PROBLEM TO SOLVE
Copy every line of the records below where the word "type" occurs.

Stored records
──────────────────────────────

PR #440, opened 2019-08-13
 feat(pipe): uniform steps (#377)

### LINKED ISSUE #377: RFC: uniform steps
## Overview
the current pipeline has a clear separation of `before`, `once` and `after` pipeline functions.
This allows to easily replace the `once` action, but requires the extension mechanism to inject other steps. this proposal tries to remove this distinction and make it easier to manipulate an existing pipeline. 

### 1. Uniform steps

Deprecate (or remove): `before()`, `once()`, `after()` in favour of a single `use()` method that constructs the pipeline. Since the old methods were used in sequence anyways, they can easily just be mapped to the`use()` method.

```ts
/**
 * Adds a processing function to this pipeline.
 * @param {pipelineFunction} f function to add.
 * @returns {Pipeline} this
 */
use(f:pipelineFunction):Pipeline;
```

Example:

```js
pipe
  .every(dump.record)
  .before(fetch).expose('fetch').when(hascontent)
  .before(parse).expose('parse')
  .before(html).expose('html')
  .once(cont)
  .after(type('text/html'))
  .after(addHeaders)
  .after(tohtml)
  .after(debug)
  .after(timer.report)
  .error(dump.report)
  .error(selectStatus)
```

just becomes:

```js
pipe
  .every(dump.record)
  .use(fetch).expose('fetch').when(hascontent)
  .use(parse).expose('parse')
  .use(html).expose('html')
  .use(cont)
  .use(type('text/html'))
  .use(addHeaders)
  .use(tohtml)
  .use(debug)
  .use(timer.report)
  .error(dump.report)
  .error(selectStatus)
```

### 2. Support replacing steps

──────────────────────────────

SOLUTION FOR THIS TASK
  .after(type('text/html'))
  .use(type('text/html'))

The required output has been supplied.